[Source data]:
Issue #788, opened 2024-12-26
experiment fanin > 2 in product argument  


hero78119:
### Context
Currently in ceno, product argument configure with fanin=2, e.g. [read set witness](https://github.com/scroll-tech/ceno/blob/master/ceno_zkvm/src/scheme/prover.rs#L280). with respective sumcheck arguments $p[\vec{\gamma}] = \sum_{\vec{b}} eq(\vec{\gamma}, \vec{b}) p_{1}[\vec{b}] * p_{2}[\vec{b}]$. The reason is because to simplify, in sumcheck [prover_v2](https://github.com/scroll-tech/ceno/blob/master/sumcheck/src/prover_v2.rs#L778) we only support degree <= 3 implementation so far.

We can extend product argument and experiment > 2 fanins on product and benchmark. To eliminate the limitation of degree sumcheck prover, we can use rust `macro` to generate the boilerplate code of arbitrary degree implementation.

### performance gain
Intuitively
1. compiler can do more optimisation https://github.com/scroll-tech/ceno/blob/master/sumcheck/src/prover_v2.rs#L469-L473 if goes from `f1 * f2`  to `f1 * f2 * f3 * f4` 
2. layer of tower sumcheck product argument can be half, for fanin = 2 -> fanin = 4

### Suggested step
- [ ] use macro to generate sumcheck protocol boipolate code here https://github.com/scroll-tech/ceno/blob/master/sumcheck/src/prover_v2.rs#L432-L533
- [ ] add benchmark follow [this](https://github.com/scroll-tech/ceno/blob/master/sumcheck/benches/devirgo_sumcheck.rs) to compare sumcheck degree = 2 vs degree = 4 
- [ ] refactor prover/verifier to support product argument with larger degree

Issue #702, opened 2024-12-05
Proposal features: 16 -> 32 bit range check via LogUp


hero78119:
### Background
Ceno heavily reply on LogUp to do range check, e.g. 16 bit range check
<img width="166" alt="image" src="https://github.com/user-attachments/assets/a966ff7c-0d32-4882-8939-ebd63d012334">
See circuits statistis here https://github.com/scroll-tech/ceno/pull/585#issuecomment-2477865876

Most of lookup operation are contribution via 16 bit range check. Take `add` opcode as example, the 9 lookups are all contributes via
- rs1, rs2, rd offline memory check timestamp check => (3 * 2) = 6 of 16 bit range check
- rd splitted into 2 of 16 bit range check
- program fetch: 1 lookup
So in overall there are 6 + 2 + 1 = 9 lookup

If we do 32 bit range check
- rs1, rs2, rd offline memory check timestamp check => 3 lookup
- rd range: 1 lookup
- program fetch: 1 lookup
overall is 5 lookup, which across 2^3 = 8 boundary, so the expected latency would be cut to half. 

As a side effect, we also save bunch of `witin` for they are there for holding 16 limb.  

### Design Rationale
On logup formula right hand side, we have m(x) and T(x). One of nice property for 32 bits range check table T(x) is we can skip its commitment & PCS, for verifier can evaluate T(r) succinctly via [tricks](https://github.com/scroll-tech/ceno/issues/378#issuecomment-2436580306) here. So another challenge is how to deal with huge & sparse polynomial m(x)

Via [spartan paper](https://eprint.iacr.org/2019/550.pdf) p29 7.2.2. sparse polynomial commitment `SPARK`, we can view sparse m(x) into  tuple of 3 dense [(i, j, M(i,j))] and commit 3 dense polynomial respectively. Giving original m(x) dense size is 2^32. The insight magic of the `SPARK` is via split into i, j polynomial, each size just 2^16. So we break down a 2^32 bit sparse poly into 2 poly each with 2^16 size. Prover need to commit `i`, `j`, `M`, along with `read_ts_row`, `write_ts_row`, `audit_ts_row`, `read_ts_col`, `write_ts_col`, `audit_ts_col` related to SPARK protocol.

With SPARK, the e2e table proving flow will be like this
[...]

PR #162, opened 2024-08-23
chores: code cleanup and lint error fix on more packages

hero78119:
Go after PR #106 to fix `ceno_zkvm` lint error
- replace sumcheck `prover.rs` with `prover_v2.rs`
- replace mle  `virtual_poly.rs` with `virtual_poly_v2.rs`
- fix most of package lint errors
- ceno-zkvm lint errors pending fix from #106

PR #791, opened 2024-12-27
refactor to replace v1 by v2 and cleanup suffix

hero78119:
Previously to quick verify idea and avoid massive change, there are new functionality with suffix `_v2`.  After experiment with good result, long time ago all logic already stick to v2 version and no longer use v1. This PR clean up all leftover v1 version, do renaming and file replacement without modify existing logic.

In summary
- `sumcheck/src/prover_v2.rs` ->  `sumcheck/src/prover.rs`
- `multilinear_extensions/src/virtual_poly_v2.rs` -> `multilinear_extensions/src/virtual_poly.rs`
- clean up all `V2` suffix

This addressed previous out-dated PR https://github.com/scroll-tech/ceno/pull/162, and as a preparation for https://github.com/scroll-tech/ceno/issues/788, https://github.com/scroll-tech/ceno/issues/702


multilinear_extensions/src/test.rs
```diff
@@ -31,31 +31,6 @@ fn test_virtual_polynomial_additions() {
     }
 }
 
-#[test]
-fn test_virtual_polynomial_mul_by_mle() {
```
zemse, line 35: Is there a reason why this test is removed? It seems that only `mul_by_mle` is also removed (as it's used just for this test) but it could be kept if we want to keep this test.

hero78119: yes we dont need this functionality anymore, which is just some leftover.

zemse (approved):

Issue #789, opened 2024-12-26
skip PCS of range table


hero78119:
An follow-up enhancement after #654 , for we can skip fixed_commit & PCS of range table due to its well-form via structural_witness feature introduced in PR #740

https://github.com/scroll-tech/ceno/blob/4d3948f78cfd17e481b2f54c510627e7e869fcd7/ceno_zkvm/src/tables/range/range_impl.rs#L31

hero78119:
completed via #797

PR #797, opened 2024-12-30
Feat/skip fixed commit of range table

10to4:
Work for #789


ceno_zkvm/src/circuit_builder.rs
```diff
@@ -94,6 +94,10 @@ pub struct ConstraintSystem<E: ExtensionField> {
     pub num_fixed: usize,
     pub fixed_namespace_map: Vec<String>,
 
+    pub num_structural_fixed: usize,
+    pub structural_fixed_namespace_map: Vec<String>,
+    pub structural_fixed_len: Vec<usize>,
```
hero78119, line 99: I think we dont need to define new `structural_fixed`. Instead we can just reuse current `structural_witin`?

hero78119, line 99: I think we dont need to define new `structural_fixed`. Instead we can just reuse current `structural_witin`?

hero78119 (commented):
Thanks for the PR :) Just would like to raise a preliminary question before goes into the detail

ceno_zkvm/src/circuit_builder.rs
10to4: ok😆

ceno_zkvm/src/scheme/prover.rs
```diff
@@ -709,10 +709,12 @@ impl<E: ExtensionField, PCS: PolynomialCommitmentScheme<E>> ZKVMProver<E, PCS> {
                     .collect::<Vec<ArcMultilinearExtension<E>>>()
             })
             .unwrap_or_default();
+        let structural_fixed = fixed.split_off(cs.num_fixed);
```
naure, line 712: Related to the comment about the matrix. The content could be computed here instead.

ceno_zkvm/src/tables/range/range_impl.rs
```diff
@@ -41,10 +41,14 @@ impl RangeTableConfig {
...
+        num_structural_fixed: usize,
         content: Vec<u64>,
     ) -> RowMajorMatrix<F> {
-        let mut fixed =
-            RowMajorMatrix::<F>::new(content.len(), num_fixed, InstancePaddingStrategy::Default);
+        let mut fixed = RowMajorMatrix::<F>::new(
+            content.len(),
+            num_fixed + num_structural_fixed,
+            InstancePaddingStrategy::Default,
+        );
```
naure, line 51: `set_fixed_val!(row, self.fixed, F::from(i));`

There is some potential confusion between the indexes of `Fixed` and `StructuralFixed`. It seems that the idea is to concatenate first Fixed, then StructuralFixed?

- Technically the index should be: `num_fixed + self.fixed.0` to use in `set_fixed_val`
- Or assert `num_fixed` is 0 with a comment.
- Or as said in other comments, move the structural content to the prover code.

ceno_zkvm/src/expression.rs
```diff
@@ -791,6 +808,9 @@ pub struct StructuralWitIn {
 #[derive(Copy, Clone, Debug, Ord, PartialOrd, Eq, PartialEq, Hash)]
 pub struct Fixed(pub usize);
 
+#[derive(Copy, Clone, Debug, Ord, PartialOrd, Eq, PartialEq, Hash)]
+pub struct StructuralFixed(pub usize, pub usize);
```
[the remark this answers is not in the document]
10to4: Ok, I have removed `StructuralFixed`.

ceno_zkvm/src/scheme/utils.rs
```diff
@@ -355,18 +357,20 @@ pub(crate) fn eval_by_expr<E: ExtensionField>(
     challenges: &[E],
     expr: &Expression<E>,
 ) -> E {
-    eval_by_expr_with_fixed(&[], witnesses, structural_witnesses, challenges, expr)
+    eval_by_expr_with_fixed(&[], &[], witnesses, structural_witnesses, challenges, expr)
 }
 
 pub(crate) fn eval_by_expr_with_fixed<E: ExtensionField>(
     fixed: &[E],
+    structural_fixed: &[E],
```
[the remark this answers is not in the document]
10to4: ok

ceno_zkvm/src/expression.rs
```diff
@@ -30,6 +30,8 @@ pub enum Expression<E: ExtensionField> {
     StructuralWitIn(WitnessId, usize, u32, usize),
     /// This multi-linear polynomial is known at the setup/keygen phase.
     Fixed(Fixed),
+    /// StructuralFixed is similar with Fixed, but it is structured.
+    StructuralFixed(StructuralFixed),
```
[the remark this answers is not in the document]
10to4: Ok, I have removed StructuralFixed.

ceno_zkvm/src/scheme/prover.rs
10to4: I have removed `StructuralFixed`.

ceno_zkvm/src/tables/range/range_impl.rs
10to4: I have removed `StructuralFixed`.

hero78119 (approved):
After latest change, overall LGTM now!

Also verified with benchmark, before/after no significant change on prover througput so it's good to go.

Just pointing out a further improvement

[What the exercise asks]:
Return a word-for-word copy of the lines from the beginning of the listing to the line holding "- [ ] add benchmark", both kept.

[Output of the exercise]:
Issue #788, opened 2024-12-26
experiment fanin > 2 in product argument  


hero78119:
### Context
Currently in ceno, product argument configure with fanin=2, e.g. [read set witness](https://github.com/scroll-tech/ceno/blob/master/ceno_zkvm/src/scheme/prover.rs#L280). with respective sumcheck arguments $p[\vec{\gamma}] = \sum_{\vec{b}} eq(\vec{\gamma}, \vec{b}) p_{1}[\vec{b}] * p_{2}[\vec{b}]$. The reason is because to simplify, in sumcheck [prover_v2](https://github.com/scroll-tech/ceno/blob/master/sumcheck/src/prover_v2.rs#L778) we only support degree <= 3 implementation so far.

We can extend product argument and experiment > 2 fanins on product and benchmark. To eliminate the limitation of degree sumcheck prover, we can use rust `macro` to generate the boilerplate code of arbitrary degree implementation.

### performance gain
Intuitively
1. compiler can do more optimisation https://github.com/scroll-tech/ceno/blob/master/sumcheck/src/prover_v2.rs#L469-L473 if goes from `f1 * f2`  to `f1 * f2 * f3 * f4` 
2. layer of tower sumcheck product argument can be half, for fanin = 2 -> fanin = 4

### Suggested step
- [ ] use macro to generate sumcheck protocol boipolate code here https://github.com/scroll-tech/ceno/blob/master/sumcheck/src/prover_v2.rs#L432-L533
- [ ] add benchmark follow [this](https://github.com/scroll-tech/ceno/blob/master/sumcheck/benches/devirgo_sumcheck.rs) to compare sumcheck degree = 2 vs degree = 4 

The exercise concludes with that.